Chrome, Edge, Internet Explorer and Firefox all don’t work. I’ll try your environment when I get time, but frankly its probably just easier to run in Anaconda which works for me.

That’s understandable.
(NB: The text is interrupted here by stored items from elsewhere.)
PR #229, opened 2023-08-28
feat: no interaction in Environment trait

mkenigs:
Update trait to clarify that interactive operations should be managed by the flox crate

@zmitchell I leave it to you to actually use the updated interface when you work on `edit`

### DIFF
--- a/crates/flox-rust-sdk/src/models/environment.rs
+++ b/crates/flox-rust-sdk/src/models/environment.rs
@@ -258,7 +258,7 @@ where
 
     #[allow(unused)]
     /// Atomically edit this environment, ensuring that it still builds
-    async fn edit(&self, contents: &impl AsRef<str>) -> Result<(), EnvironmentError2> {
+    async fn edit(&mut self, contents: &impl AsRef<str>) -> Result<(), EnvironmentError2> {
         todo!()
     }
 
--- a/crates/flox-rust-sdk/src/models/environment.rs
+++ b/crates/flox-rust-sdk/src/models/environment.rs
@@ -67,11 +67,8 @@ pub trait Environment {
         system: impl AsRef<str> + Send,
     ) -> Result<(), EnvironmentError2>;
 
-    /// Activate this environment
-    async fn activate(&self, nix: &NixCommandLine) -> Result<(), EnvironmentError2>;
-
     /// Atomically edit this environment, ensuring that it still builds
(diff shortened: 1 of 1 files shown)


zmitchell (approved):

crates/flox-rust-sdk/src/models/environment.rs
```diff
@@ -67,11 +67,8 @@ pub trait Environment {
         system: impl AsRef<str> + Send,
     ) -> Result<(), EnvironmentError2>;
 
-    /// Activate this environment
-    async fn activate(&self, nix: &NixCommandLine) -> Result<(), EnvironmentError2>;
-
     /// Atomically edit this environment, ensuring that it still builds
-    async fn edit(&self) -> Result<(), EnvironmentError2>;
+    async fn edit(&self, contents: &impl AsRef<str>) -> Result<(), EnvironmentError2>;
```
ysndr, line 71:
```suggestion
    async fn edit(&mut self, contents: &impl AsRef<str>) -> Result<(), EnvironmentError2>;
```

can we have this take a mut reference?
I think the transaction requires that and from a type perspective it makes more sense for this to enforce exclusive access semantics

ysndr (changes requested):

ysndr (approved):

crates/flox-rust-sdk/src/models/environment.rs
```diff
@@ -259,15 +256,9 @@ where
...
-    /// TODO: remove this `allow` once the method is filled out
-    #[allow(unused_variables)]
-    async fn activate(&self, nix: &NixCommandLine) -> Result<(), EnvironmentError2> {
-        todo!()
-    }
-
+    #[allow(unused)]
     /// Atomically edit this environment, ensuring that it still builds
-    async fn edit(&self) -> Result<(), EnvironmentError2> {
+    async fn edit(&self, contents: &impl AsRef<str>) -> Result<(), EnvironmentError2> {
```
mkenigs, line 261:
```suggestion
    async fn edit(&mut self, contents: &impl AsRef<str>) -> Result<(), EnvironmentError2> {
```

zmitchell:
Regardless of what the actual interface is right this second, I'll make it work when I do `flox edit`. The spirit of the interface will stay the same, but implementation details may change.

mkenigs:
No user facing changes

If anyone else in the community has a couple free minutes to try out the sweetviz package and see how it turns out, perhaps we could determine if this issue is specific to your computer or something larger in scope.

I’m sure there are specific features you want to use that the sweetviz package offers, but it’s worth mentioning that the Data Explorer node has a number of overlapping features for data profiling in case you haven’t tried it out yet:

Cheers,

@sjporter

1 Like

Thanks. The File Explorer node is very useful, but doesn’t have all the functionality of Sweetviz.